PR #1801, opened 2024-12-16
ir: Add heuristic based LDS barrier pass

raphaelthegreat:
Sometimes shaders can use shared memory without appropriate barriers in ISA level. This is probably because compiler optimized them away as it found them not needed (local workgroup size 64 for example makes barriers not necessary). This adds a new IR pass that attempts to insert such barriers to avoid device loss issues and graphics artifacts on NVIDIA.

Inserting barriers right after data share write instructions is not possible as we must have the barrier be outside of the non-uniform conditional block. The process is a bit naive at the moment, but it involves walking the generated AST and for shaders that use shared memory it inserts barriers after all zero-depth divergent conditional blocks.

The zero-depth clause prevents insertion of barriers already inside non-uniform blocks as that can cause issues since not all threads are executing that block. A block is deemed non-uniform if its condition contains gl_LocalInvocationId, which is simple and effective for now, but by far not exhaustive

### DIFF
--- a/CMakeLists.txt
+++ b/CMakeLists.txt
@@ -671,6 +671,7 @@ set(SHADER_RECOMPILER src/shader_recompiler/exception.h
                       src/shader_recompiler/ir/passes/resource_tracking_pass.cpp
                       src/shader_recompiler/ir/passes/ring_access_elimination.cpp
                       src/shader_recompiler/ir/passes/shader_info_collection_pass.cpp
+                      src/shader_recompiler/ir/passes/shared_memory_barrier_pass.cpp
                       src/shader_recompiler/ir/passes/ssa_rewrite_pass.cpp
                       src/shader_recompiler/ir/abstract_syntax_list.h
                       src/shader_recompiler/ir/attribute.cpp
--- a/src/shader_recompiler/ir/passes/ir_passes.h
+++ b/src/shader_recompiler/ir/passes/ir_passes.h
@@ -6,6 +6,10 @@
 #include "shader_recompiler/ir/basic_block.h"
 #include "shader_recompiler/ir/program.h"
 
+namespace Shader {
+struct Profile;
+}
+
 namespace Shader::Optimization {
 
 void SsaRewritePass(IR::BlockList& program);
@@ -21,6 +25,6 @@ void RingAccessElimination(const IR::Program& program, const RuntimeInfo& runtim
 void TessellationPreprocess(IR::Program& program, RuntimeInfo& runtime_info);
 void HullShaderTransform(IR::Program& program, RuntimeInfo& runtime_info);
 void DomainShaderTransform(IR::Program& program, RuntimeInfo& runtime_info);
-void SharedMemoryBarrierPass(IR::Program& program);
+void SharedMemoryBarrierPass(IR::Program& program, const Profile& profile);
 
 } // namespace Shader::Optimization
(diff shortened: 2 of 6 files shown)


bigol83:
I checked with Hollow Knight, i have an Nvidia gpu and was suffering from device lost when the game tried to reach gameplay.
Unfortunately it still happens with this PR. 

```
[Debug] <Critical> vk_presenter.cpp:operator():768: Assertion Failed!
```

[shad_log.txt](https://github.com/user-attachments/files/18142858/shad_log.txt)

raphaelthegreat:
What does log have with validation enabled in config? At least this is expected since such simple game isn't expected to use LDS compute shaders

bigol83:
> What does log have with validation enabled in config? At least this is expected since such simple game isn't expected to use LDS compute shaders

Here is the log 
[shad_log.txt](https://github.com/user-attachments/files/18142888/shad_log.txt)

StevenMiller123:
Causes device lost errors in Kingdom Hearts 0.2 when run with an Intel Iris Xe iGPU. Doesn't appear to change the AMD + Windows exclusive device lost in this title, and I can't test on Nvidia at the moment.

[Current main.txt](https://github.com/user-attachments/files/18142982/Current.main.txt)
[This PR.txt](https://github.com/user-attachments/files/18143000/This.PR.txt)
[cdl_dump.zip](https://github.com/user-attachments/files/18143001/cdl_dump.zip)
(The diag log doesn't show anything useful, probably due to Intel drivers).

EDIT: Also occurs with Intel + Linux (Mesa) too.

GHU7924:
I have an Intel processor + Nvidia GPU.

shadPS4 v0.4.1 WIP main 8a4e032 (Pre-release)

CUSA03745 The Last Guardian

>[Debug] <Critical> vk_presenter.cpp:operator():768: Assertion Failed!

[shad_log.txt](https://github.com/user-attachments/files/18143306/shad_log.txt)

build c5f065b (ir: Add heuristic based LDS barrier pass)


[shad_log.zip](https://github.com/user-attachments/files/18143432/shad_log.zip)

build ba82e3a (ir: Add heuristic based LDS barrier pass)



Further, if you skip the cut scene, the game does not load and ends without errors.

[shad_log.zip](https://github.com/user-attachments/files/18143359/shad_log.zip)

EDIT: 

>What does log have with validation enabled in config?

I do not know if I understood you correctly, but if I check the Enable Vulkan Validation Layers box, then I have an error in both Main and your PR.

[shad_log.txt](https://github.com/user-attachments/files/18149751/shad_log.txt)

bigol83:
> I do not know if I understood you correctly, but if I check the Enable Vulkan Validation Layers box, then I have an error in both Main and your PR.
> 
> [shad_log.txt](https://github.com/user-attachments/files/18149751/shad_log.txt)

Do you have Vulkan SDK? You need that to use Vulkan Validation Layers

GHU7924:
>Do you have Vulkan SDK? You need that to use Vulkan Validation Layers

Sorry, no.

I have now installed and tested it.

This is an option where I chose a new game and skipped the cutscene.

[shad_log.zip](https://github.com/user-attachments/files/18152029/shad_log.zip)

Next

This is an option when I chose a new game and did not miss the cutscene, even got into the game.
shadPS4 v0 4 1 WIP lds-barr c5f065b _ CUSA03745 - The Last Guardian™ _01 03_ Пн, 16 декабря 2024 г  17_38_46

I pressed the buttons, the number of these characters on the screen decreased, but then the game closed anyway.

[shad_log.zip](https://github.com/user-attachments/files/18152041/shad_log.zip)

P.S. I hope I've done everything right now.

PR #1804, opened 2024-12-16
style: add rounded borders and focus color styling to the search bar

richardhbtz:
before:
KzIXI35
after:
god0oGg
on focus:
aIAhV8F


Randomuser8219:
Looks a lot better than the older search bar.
____________
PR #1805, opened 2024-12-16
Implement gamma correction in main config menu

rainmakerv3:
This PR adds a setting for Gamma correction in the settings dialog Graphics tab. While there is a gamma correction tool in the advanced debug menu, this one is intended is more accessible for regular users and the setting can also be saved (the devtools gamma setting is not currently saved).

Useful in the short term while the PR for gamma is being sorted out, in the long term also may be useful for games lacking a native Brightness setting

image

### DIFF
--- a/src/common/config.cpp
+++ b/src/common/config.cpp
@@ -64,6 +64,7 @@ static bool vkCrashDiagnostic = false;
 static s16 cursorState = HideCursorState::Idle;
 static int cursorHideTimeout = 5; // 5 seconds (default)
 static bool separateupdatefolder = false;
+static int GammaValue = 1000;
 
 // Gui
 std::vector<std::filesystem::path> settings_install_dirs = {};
____________
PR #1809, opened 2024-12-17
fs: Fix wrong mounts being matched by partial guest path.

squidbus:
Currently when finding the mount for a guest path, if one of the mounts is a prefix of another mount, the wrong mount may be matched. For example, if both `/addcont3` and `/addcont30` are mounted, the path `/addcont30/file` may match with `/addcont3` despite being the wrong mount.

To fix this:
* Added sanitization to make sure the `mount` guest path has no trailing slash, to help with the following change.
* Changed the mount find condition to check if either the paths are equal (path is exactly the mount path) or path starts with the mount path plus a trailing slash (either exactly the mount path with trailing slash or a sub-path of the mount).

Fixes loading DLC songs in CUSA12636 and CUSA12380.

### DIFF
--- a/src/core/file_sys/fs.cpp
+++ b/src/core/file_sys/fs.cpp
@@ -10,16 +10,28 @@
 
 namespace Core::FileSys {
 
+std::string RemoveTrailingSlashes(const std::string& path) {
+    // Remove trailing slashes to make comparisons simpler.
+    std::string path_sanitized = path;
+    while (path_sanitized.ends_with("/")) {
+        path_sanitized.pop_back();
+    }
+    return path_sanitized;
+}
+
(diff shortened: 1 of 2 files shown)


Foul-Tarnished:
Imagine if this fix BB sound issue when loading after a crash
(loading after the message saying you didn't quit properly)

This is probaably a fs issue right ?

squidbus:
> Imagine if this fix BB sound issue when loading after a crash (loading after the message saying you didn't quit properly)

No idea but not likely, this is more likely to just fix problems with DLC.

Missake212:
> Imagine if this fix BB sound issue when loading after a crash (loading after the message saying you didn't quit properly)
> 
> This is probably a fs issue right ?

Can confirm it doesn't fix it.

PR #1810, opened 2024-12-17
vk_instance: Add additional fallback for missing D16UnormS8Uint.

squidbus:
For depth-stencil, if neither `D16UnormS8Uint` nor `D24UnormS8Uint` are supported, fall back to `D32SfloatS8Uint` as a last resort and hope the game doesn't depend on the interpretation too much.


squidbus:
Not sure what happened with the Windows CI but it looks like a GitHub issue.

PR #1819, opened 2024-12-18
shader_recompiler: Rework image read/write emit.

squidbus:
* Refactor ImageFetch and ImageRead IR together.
____________
◆ **REQUIRED ACTION**: Tell how many lines in the data above hold "bool". Nothing but the number.

◆ **RESULT FOR THIS EXERCISE**: 2